Driver turnover and tight capacity are two things that clearly go hand in hand in the trucking industry, especially during the current tight market conditions, spurred on by a slow economic recovery and the December 2010 implementation of CSA, as well as planned changes to truck driver hours-of-service (HOS) regulations that are set to take effect in mid-2013.
Regulations like CSA and HOS, as well as Electronic On Board Recorders (EOBR) continue to play a major role in carriers’ being hesitant to increase capacity and subsequently hire drivers, which continues to be challenging, as evidenced by ATA’s data.
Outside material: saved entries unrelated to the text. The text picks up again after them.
PR #2576, opened 2025-04-29
Feat/ Venue request: add venue organizer agreement

celestemartinez:
I have added the venue organizer agreement to the existing request form. This does not include the text about sharing emails, computing review counts and maming accepted papers public. 

~~I made the field optional but have a preprocess that checks all the checboxes have been checked. This way I won't have to change all api1 tests (but I can if we prefer it that way).~~

Screenshot 2025-04-29 at 3 13 24 PM


openreview/venue_request/venue_request.py
```diff
@@ -1616,6 +1616,19 @@ def setup_request_form(self):
                 'description': 'Please briefly describe how you heard about OpenReview.',
                 'order': 41
             },
+            'venue_organizer_agreement': {
+                'description': 'In order to use OpenReview, venue chairs must agree to the following:',
+                'values-checkbox': [
+                    'OpenReview natively supports a wide variety of reviewing workflow configurations. However, if we want significant reviewing process customizations or experiments, we will detail these requests to the OpenReview staff at least three months in advance.',
+                    'We will ask authors and reviewers to create an OpenReview Profile at least two weeks in advance of the paper submission deadlines.',
+                    'When assembling our group of reviewers and meta-reviewers, we will only include email addresses or OpenReview Profile IDs of people we know to have authored publications relevant to our venue.  (We will not solicit new reviewers using an open web form, because unfortunately some malicious actors sometimes try to create \'fake ids\' aiming to be assigned to review their own paper submissions.)',
```
celestemartinez, line 1624: @xkopenreview You can use this PR to check the issue I mentioned. I am using single-quotes here and escaping them, since using double-quotes does not work.

melisabok:
API 1 tests are disabled so I would prefer to make the field mandatory

melisabok:
@celestemartinez what do you think about removing the iThenticate fields in this PR?

celestemartinez:
> API 1 tests are disabled so I would prefer to make the field mandatory

ok, it is now required. We still need the preprocess anyway because we need to check all values are checked (and setting them as default makes them already checked, which we don't want). 

> @celestemartinez what do you think about removing the iThenticate fields in this PR?

Yes, I can remove them. Do we not need them at all anymore or am I moving them to another place?

melisabok (approved):

celestemartinez:
> @celestemartinez i think current change is using single quote around fake id. do you still plan to use double quote?

I saw that the fix you made is in the workflow PR and I don't know when we'll merge that, so I kept the single quotes here.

“It is not too early for carriers to worry about these things, and it is part of the reason why carriers are a little hesitant to add capacity,” said Lana Batts, partner at Transport Capital Partners. “They are wondering if they are going to be able to find trucks and drivers, which is a valid concern. Many carriers have a large enough percentage of their fleets parked and are very concerned about it. They will get drivers coming in that have run out of unemployment, and they are concerned that a driver will come in for a few months and then quit and go back on unemployment. They have seen it happen before.”
And as LM reported in its recent Truckload Market Update, although the nation has avoided—so far—the much-dreaded “double-dip” recession, truckload carriers are being hit with their own double-whammy. Their cost for both recruiting and maintaining qualified drivers, as well as the expense of new trucks, are rising sharply—the forecast is more of the same for at least the next year or so.